# Integrating the Flock



## lily cd re (Jul 23, 2012)

My older three birds are going to have to make some elbow room in their little heads for the current teenagers and tweens. The teenagers who are now just over eight weeks old have been living in the run extension in a wire dog crate for a week. they have their own food and water of course and keeping them there has been good since they eat a different formula and I don't think little Phoebe is tall enough to reach the regular waterer yet. It has also given them all a chance to size each other up since the grown ups can go in the run anytime they want.

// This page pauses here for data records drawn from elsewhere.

PR #849, opened 2020-04-08
fix(filter-field): Fixes an issue where two filterfield flaps were open at the same time.

### LINKED ISSUE #840: Filter field: autocomplete stays open when clicking into another filter field
# Bug Report

## Expected Behavior

The autocomplete in a filter field should close when clicking into another filter field, just like it would for anywhere else in the page.

## Current Behavior

When clicking directly into two filter fields, the autocomplete menus for both will be open.

## Possible Solution

This likely sources from the filter field swallowing the click event in the [_handleHostClick](https://github.com/dynatrace-oss/barista/blob/master/libs/barista-components/filter-field/src/filter-field.ts#L572) method.

## Steps to Reproduce

StackBlitz: https://stackblitz.com/edit/github-dixtrt

1. Click into top filter field (the autocomplete will open)
2. Without clicking anywhere else on the page, click into the bottom filter field
3. Both filter fields will have their autocomplete menus open now.

## Context (Environment)

We are currently presenting the user with an option to manage two sets of filters on a single set of tag data. The filter fields are close to each other, so can be activated at the same time.

### Used Versions:

- **node**: v12.13.0
- **npm**: 6.14.1
- **typescript**: 3.8.3
- **angular**: 9.0.6
- **@angular/cdk**: 9.1.0
- **@dynatrace/barista-components**: 6.1.1

## Detailed Description

The autocomplete for a tag filter should close when clicking into another tag filter.

## Possible Implementation

Either the [_getFreeTextOutsideClickStream](https://github.com/dynatrace-oss/barista/blob/5a7a5687dd274075552489fb969d4a530f1ab930/libs/barista-components/filter-field/src/filter-field.ts#L1006) method or the [_handleHostClick](https://github.com/dynatrace-oss/barista/blob/master/libs/barista-components/filter-field/src/filter-field.ts#L572) method should probably handle this.

## Attachments

DeepinScreenshot_select-area_20200407101854

tomheller:
To ensure that only one filterfield flap is open at the same time, we need to store
the instance of the open flap in a global / module scope. If another filter field is focussed,
it should close the panels of the currently opened one and then reassign itself into the
open position.

Fixes #840

#### Type of PR
Bugfix

#### Checklist

### DIFF
--- a/libs/barista-components/filter-field/src/filter-field.ts
+++ b/libs/barista-components/filter-field/src/filter-field.ts
@@ -153,6 +153,10 @@ export class DtFilterFieldCurrentFilterChangeEvent<T> {
 
 export const DT_FILTER_FIELD_TYPING_DEBOUNCE = 200;
 
+// We need to save the instance of the filterField that currently
+// has a flap open, to make sure we can close the old one.
+let currentlyOpenFilterField: DtFilterField<any> | null = null;
+
 @Component({
   selector: 'dt-filter-field',
   exportAs: 'dtFilterField',
@@ -254,7 +258,7 @@ export class DtFilterField<T>
       }
 
       if (this._disabled) {
-        this.closeFilterPanels();
+        this._closeFilterPanels();
 
         this.tags.forEach(item => {
           this._previousTagDisabledState.set(item, item.disabled);
@@ -479,7 +483,20 @@ export class DtFilterField<T>
       .monitor(this._elementRef.nativeElement, true)
       .pipe(takeUntil(this._destroy$))
       .subscribe(origin => {
+        // The focusMonitor fires on focus and on blur, that is why we need the check
+        // if the currentlyOpenFilterfield is not the one that is currently being
+        // focused.
+        if (
+          currentlyOpenFilterField !== null &&
+          currentlyOpenFilterField !== this
+        ) {
+          currentlyOpenFilterField._closeFilterPanels();
+        }
         this._isFocused = isDefined(origin);
+        // Assign the currently open filter field when it is focused.
+        if (this._isFocused) {
+          currentlyOpenFilterField = this;
+        }
       });
 
     // tslint:disable-next-line:no-any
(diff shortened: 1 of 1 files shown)


tomheller:
I have added the `_filterLabelsClose()` call also to the ngOnDestroy, to make sure all labels are being closed when the component is being destroyed and the currentlyOpenFilterfield also resets.

libs/examples/src/index.ts
```diff
@@ -203,6 +203,7 @@ import { DtExampleMicroChartInterpolated } from './micro-chart/micro-chart-inter
 import { DtExampleMicroChartStream } from './micro-chart/micro-chart-stream-example/micro-chart-stream-example';
 import { DtExampleOverlayComplexContent } from './overlay/overlay-complex-content-example/overlay-complex-content-example';
 import { DtExampleOverlayDefault } from './overlay/overlay-default-example/overlay-default-example';
+import { DtExampleOverlayFullscreen } from './overlay/overlay-fullscreen-example/overlay-fullscreen-example';
```
ffriedl89, line 206: NIT: I guess this fixes an issue in barista with the newly introduced full screen overlay?

libs/barista-components/filter-field/src/filter-field.ts
```diff
@@ -479,7 +483,20 @@ export class DtFilterField<T>
...
+        // if the currentlyOpenFilterfield is not the one that is currently being
+        // focused.
+        if (
+          currentlyOpenFilterField !== null &&
+          currentlyOpenFilterField !== this
+        ) {
+          currentlyOpenFilterField._closeFilterPanels();
+        }
         this._isFocused = isDefined(origin);
+        // Assign the currently open filter field when it is focsed.
```
ffriedl89, line 496: NIT
```suggestion
        // Assign the currently open filter field when it is focused.
```

libs/examples/src/index.ts
tomheller: The file is generated every time one runs npm run demos. If it was not run when a new dome was created or not checked in at the time, it will be changed. 

I will remove it from this PR and create a separate one.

Today I let all six birds loose to forage in the yard. There was a little bit of chase and peck with squeals between one of my older birds and each of the pullets, but none of it was over the top so when I gathered them up after a while I had the three older birds already in and brought each of the youngsters over as I caught them. The same older bird (Ruth) came out to the run and behaved pretty harshly with the Phoebe so I intervened before anything injurious happened. I know if one of the younger birds ends up hurt she will be a vulnerable target for the others.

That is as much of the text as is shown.